I think the box art you have shown looks pretty good - I assume the Sculpt is alot different?

Gerry-Lynn


----------



## Night-Owl (Mar 17, 2000)

This is going to be a seriously cool kit! I'm sure I'll be getting several myself. Looking forward to seeing you box art Chris.


----------



## ChrisW (Jan 1, 1970)

Thanks guys.
Actually the sculpt is very accurate to the composite drawing I posted :







. The detail work in the sculpt is incredible - gloves, wrap, wrinkles and folds, etc. And I LOVE the laboratory instriuments. I can imagine people buying additional kits just for those. Bookcase filled with volumes, all manner of bottles, flasks, beakers, lab rats,... I am very excited seeing this kit come through the stages! By the way, I hope you like the nameplate when you see it, I designed something a bit different to honor the inspiration of the kit.

The new painting has the figure larger, and the point of view is more in line with the classic Aurora low angle.

Beck - that's a good question to pose on the forum. My original mockup has the ragged font lettering, but I've been playing with different ideas. My question is: Do you have preference over the type being similar to the classic Aurora line, or would you rather see something unique and different inspired by the kit?


----------



## MonsterModelMan (Dec 20, 2000)

ChrisW said:


> The new painting has the figure larger, and the point of view is more in line with the classic Aurora low angle.
> 
> My question is: Do you have preference over the type being similar to the classic Aurora line, or would you rather see something unique and different inspired by the kit?


I would say that if you have made the picture more like Aurora...that would indicate that you want to continue with the same look. I would vote for the Aurora type of lettering to continue the series in the same fashion and style. What better way to honor and commemorate the spirit of these kits!

MMM


----------



## MonsterModelMan (Dec 20, 2000)

And Chris....will you be offering numbered prints like you did at PL?

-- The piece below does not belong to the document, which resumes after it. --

PR #4047, opened 2026-03-11
feat: new graphs

thomasmulvaney:
This draft pull request introduces two graphing functions for producing GraphViz graphs from Snakemake DAGs.  The functionality extends what is currently present in the `--filegraph`, `--rulegraph` and `--dag` functions at the same time condensing much of the logic into a few core functions. The ultimate goal is to have subcommands (maybe `snakmake info rulegraph` and `snakemake info jobgraph`??) which would have their own sets of flags for customizing graph output.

If so, please contact me as I might be interested...especially for this kit!

MMM


----------



## Zorro (Jun 22, 1999)

My first reaction would be Aurora style but maybe you could give us a peek at what you have in mind, Chris? Since we're all so good at making corporate decisions and all.


----------



## xsavoie (Jun 29, 1999)

Yes.A peek at both types of lettering is the only way to tell.


----------



## beck (Oct 22, 2003)

i am going to say Aurora style lettering but if it could tie in ( match) with the nameplate work that would be cool . 
hb


----------



## beck (Oct 22, 2003)

love that drawing btw . 
hb


----------



## BronzeGiant (Jun 8, 2007)

I'd have to say that I'd prefer the original "ragged" type of lettering. Makes them all look great when displayed together.....the empty boxes I mean cause I like to BUILD mine. 

Steve


----------



## RB (Jul 29, 1998)

Be bold Chris, and do something new, like the kit itself!


----------



## mcdougall (Oct 28, 2007)

I also would be very interested in a numbered print if this were to happen... keep me posted Chris. Your work on PL Phantom of the opera is incredible and the Invisible Man is bound to also be a Classic work of art. I too, always display the model box along with the model...
Mcdee :thumbsup:


----------



## ChrisW (Jan 1, 1970)

Thanks again. I'm shifting gears in the studio right now, but I'll see if I can put up the ideas...


----------



## falcondesigns (Oct 30, 2002)

Great stuff,Chris.alexander


----------



## mcdougall (Oct 28, 2007)

You're right about the assumption of buying extra kits just for the extra lab gear and all the cool stuff on the bookshelf... (you could probably stick DrJ on the base and he'd fit right in!) Hey there's a thought... with all these new models being produced do you think a customizing kit or two could be in the mix? I remember having a blast as a kid when Aurora put their C-kits out, revamping the Monsters. and man the scale on those babies was all over the place, still it was fun...This kit is going to be terrific...
Mcdee :thumbsup:


----------



## mrmurph (Nov 21, 2007)

I vote for Aurora style lettering too, just for the sake of nostalgia and continuity. But I'm a fickle old dude, and if you have something cool and innovative in mind I can be swayed. It's not like the lettering will influence whether or not I buy the kit. In fact I think it's really cool that you've thrown open the door to suggestions. 
As long as you don't call him "The Invisible Bellringer" or some such thing. 
I really can't wait to see what you have planned, and what the really talented folks on this board do with their kits.


----------



## xsavoie (Jun 29, 1999)

How about Aurora lettering on the box,and the other type on the front page of the instruction sheet.


----------



## mcdougall (Oct 28, 2007)

How about the Classic Aurora lettering on the regular kit...and the other (no doubt awesome) lettering on the...dare I say it...Glow Edition!! ...Just a thought, Any sneak peaks at the different styles yet, Chris?
Mcdee


----------



## BatToys (Feb 4, 2002)

I prefer the Aurora lettering style for the Invisible Man.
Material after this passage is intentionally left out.